[Start of Attachment]
PR #58, opened 2017-03-06
Add tests for movie manager

mammuth:
Related #57

### DIFF
--- a/TUM Campus AppUnitTests/MovieTests.swift
+++ b/TUM Campus AppUnitTests/MovieTests.swift
@@ -20,6 +20,20 @@ class MovieTests: XCTestCase {
         super.tearDown()
     }
     
+    func testReceivedDataAreMovies() {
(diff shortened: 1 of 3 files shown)


TUM Campus AppUnitTests/MovieTests.swift
```diff
@@ -25,29 +20,36 @@ class MovieTests: XCTestCase {
...
-    
-    func receiveData(_ data: [DataElement]) {
-        for element in data {
-            if let movieElement = element as? Movie {
-                movies.append(movieElement)
+    func testOnlyUpcomingMovies() {
+        func receiveData(_ data: [DataElement], expectation: XCTestExpectation) {
+            let movies = data.flatMap { $0 as? Movie }
+            let dateNow = Date()
+            let upcomingMovies = movies.filter() { movie in
```
mathiasquintero: In the future. If the method only has a trailing closure omit the () just like in flatMap a few lines up

PR #75, opened 2017-04-11
Spinner fix

TG908:
Checks if the number of cards while refreshing and stops refreshing when no cards are present.


TG908:
Something is wrong with my build settings

mathiasquintero:
I don't really like a PR for a bugfix to update dependencies and change the project settings. This is gonna cause way too many conflicts for something that wasn't necessary for your fix. In the past, we've had PRs for updating pods and updating settings, etc completely separate. 

Because it's very hard to see the real changes here.
@mammuth what do you think? Should he cherry pick this into another branch? Or do we just allow this once?

TG908:
The original Master Branch didn't work when I pulled it and started my work on this project so I had to create a working master for me to even run the app on the simulator.

mathiasquintero:
We're currently considering putting pods on the .gitignore after these merges anyway. Because then we can update and install as much as we like and it won't appear on any PR aside from the .fixed file. As long as everyone always fetches the latest dependencies when working this kind of thing should be fine

PR #80, opened 2017-04-16
Add a “Not Yet Implemented” alert

mammuth:
When clicking on the following rows in the more view, a alert will be presented for the user:
- MVV
- Services
- Default Campus

image

This is meant as a quick and dirty fix so the user understand, why nothing happens. I prefer this solution over removing the items.

Related #70


mathiasquintero:
I like it!

Issue #151, opened 2017-10-15
Pasting into the login ID textfields is wonky


rodalfus:
**Steps to reproduce**:
(1):
- Open login screen
- copy your ID (e.g. ga12ab)
- paste the ID in the first textfield

You will see that the whole ID is pasted into one textfield.

(2):
- Open login screen
- Input the first two characters of your ID and then select the first textfield again
- Input another character

You will see that it is possible to input more than the expected two characters into the textfield.

**Definition of Done**:
- Every textfield has atmost the specified number of characters in its text
- Pasting into one textfield can "overflow" text to the next ones

rodalfus:
@mathiasquintero I believe that a solution that does not require third-party libs and works as expected (as I believe the one I implemented does) is preferable to using a third-party (especially) UI component, which we'd have to make sure is up-to-date and might just be abandoned in a year or so.

mathiasquintero:
Actually I was thinking that maybe at this point UIKit may have a solution

rodalfus:
I'll have a look, but honestly I doubt that there is a native UIKit solution for this. Have not come across one until now at least ;)

PR #152, opened 2017-10-15
151 - Fix issues with wonky ID input

rodalfus:
### Issue

**Steps to reproduce**:
(1):

Open login screen
copy your ID (e.g. ga12ab)
paste the ID in the first textfield
You will see that the whole ID is pasted into one textfield.

(2):

Open login screen
Input the first two characters of your ID and then select the first textfield again
Input another character
You will see that it is possible to input more than the expected two characters into the textfield.

**How this fixes the issue**:

- Specify number of characters fitting into each textfield explicitly
- Use the replacement string's indexes to find out where to put a given character

#151

### DIFF
--- a/TUM Campus App/LoginViewController.swift
+++ b/TUM Campus App/LoginViewController.swift
@@ -76,8 +76,12 @@ extension LoginViewController: UITextFieldDelegate, TokenFetcherControllerDelega
         
         for i in textFieldIndex..<textFields.endIndex {
             let startIndex = mutableReplaced.startIndex
-            let endIndex = replaced.index(startIndex, offsetBy: min(mutableReplaced.characters.count, numberOfCharacterPerTextField[i]) - 1)
+            let endIndex = replaced.index(startIndex,
+                                          offsetBy: min(mutableReplaced.characters.count,
+                                                        numberOfCharacterPerTextField[i]) - 1)
+            
             let range = ClosedRange(uncheckedBounds: (lower: startIndex, upper: endIndex))
+            
             textFields[i]?.text = mutableReplaced[range]
             textFields[i]?.becomeFirstResponder()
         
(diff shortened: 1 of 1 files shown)


TUM Campus App/LoginViewController.swift
```diff
@@ -58,39 +58,53 @@ extension LoginViewController: UITextFieldDelegate, TokenFetcherControllerDelega
...
+        if textFieldContentsAreValid() {
+            self.view.endEditing(true)
+            performSegue(withIdentifier: "waitForConfirmation", sender: self)
+        }
+        
+        return false
+    }
+    
+    private func textFieldContentsAreValid() -> Bool {
+        guard let firstText = firstTextField.text, let numbers = numbersTextField.text, let secondText = secondTextField.text, let _ = Int(numbers)
```
mathiasquintero: Please have these in separate lines. Just a new line after each comma and then the else block also in a new line

TUM Campus App/LoginViewController.swift
```diff
@@ -58,39 +58,53 @@ extension LoginViewController: UITextFieldDelegate, TokenFetcherControllerDelega
...
+            return false
+        } else if string.characters.count < range.length {
+            return true
+        }
+    
+        var mutableReplaced = replaced
+        
+        for i in textFieldIndex..<textFields.endIndex {
+            let startIndex = mutableReplaced.startIndex
+            let endIndex = replaced.index(startIndex, offsetBy: min(mutableReplaced.characters.count, numberOfCharacterPerTextField[i]) - 1)
```
mathiasquintero: put each argument in a new line. As a rule of thumb. If I can't read it without scrolling maybe a new line would help

TUM Campus App/LoginViewController.swift
```diff
@@ -58,39 +58,53 @@ extension LoginViewController: UITextFieldDelegate, TokenFetcherControllerDelega
...
+            let range = ClosedRange(uncheckedBounds: (lower: startIndex, upper: endIndex))
```
mathiasquintero: Uhhh! Unchecked Bounds, scary stuff... ;) Are you sure about this. I understand that you don't want the range to throw a fatalError if endIndex < startIndex.

Care to elaborate on why that happens?

rodalfus: Hmm, what would be the alternative to using `uncheckedBounds`? The `endIndex < startIndex` would only ever be true if one of the `numberOfCharactersPerTextField` were to be `0` or less. Perhaps I should be explicit about that being an array of unsigned integers.

mathiasquintero: `(startIndex..<endIndex)` should also work, but this is fine

PR #153, opened 2017-10-16
updated pods

TG908:
### Issue


mammuth:
Introduces a couple of errors, let's track that together with the Swift 4 transition

Issue #158, opened 2017-10-18
Calendar does not show any events


mammuth:
I think we don't have an issue for that bug yet. There are many reports about this in the ticket system. They state they are able to see their lectures and stuff like that, but their calendar is empty.

mathiasquintero:
I wouldn't necessarily call this a bug.
We need to add a button to force refresh the calendar, instead of the user having to wait a week for it to refresh

mammuth:
So it's due to the caching in the app? Then I'd still call it a bug if the cache period is a week, since that's no proper cache rate in my opinion.

There are also un-periodic events the user is not aware of, which are placed spontaneously into the calendar by TUM Online. Receiving this event one week late might be bad as well...

kordianbruck:
@mammuth we have to respect TUMonline here. Fetching the calender is one of the most impacting operations and requires a lot of computation time on their end. One week is resonable as mostly the lectures change once at the beginning and then some get canceled. But almost never are there any lectures added short hand.

mammuth:
Wut, TUM Online wants us to have a calendar that's in the worst case one week out of date 😮 

But okay, refresh button it is...

mammuth:
Resolved by #162

PR #162, opened 2017-10-19
Add refresh capabilities to calendar

mammuth:
@mathiasquintero could you please review this first draft? 😊 

I used a custom button because I thought this way it'll be easier to animate it. I'm not sure whether it's also easy doing it with a BarButton so we could use UIBarButtonSystemItem.refresh as an image.

**ToDo**

- [x] Use proper Icon
- [x] Signal update is in process, eg. by rotating the icon until the handler is called

#158

### DIFF
--- a/TUM Campus App/CalendarManager.swift
+++ b/TUM Campus App/CalendarManager.swift
@@ -50,6 +50,11 @@ class CalendarManager: Manager {
         }
     }
     
+    func updateData(_ handler: @escaping ([DataElement]) -> ()) {
+        print("Updating calendar data...")
+        fetchFromTUMOnline(handler)
+    }
+    
     func getDocumentDirectory() -> String {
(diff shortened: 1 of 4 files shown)


mathiasquintero:
I like the idea. Perhaps we should include that in my current refactoring. Since I want every module expect for search to be cached. Perhaps we just need a `byPassCache` option flag any managers fetch operation.

mammuth:
You mean a bypass parameter in the fetchData method? Would be an optoin aswell 👍 
An extra updateData like I did may be more flexible.

mammuth:
Now I'm replacing the refresh system icon with the system stop icon to indicate a refresh is in process. 

This PR is ready from my side now!
image

mammuth:
I'd say let's get this in so we have it for 1.2 and change it afterwards based on @mathiasquintero refactorings in #167.

Wainting for review @mathiasquintero, @TG908 and others 😊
[End of Attachment]
Select and copy every line of the material that holds the string "opened".

PR #58, opened 2017-03-06
PR #75, opened 2017-04-11
PR #80, opened 2017-04-16
Issue #151, opened 2017-10-15
PR #152, opened 2017-10-15
PR #153, opened 2017-10-16
Issue #158, opened 2017-10-18
PR #162, opened 2017-10-19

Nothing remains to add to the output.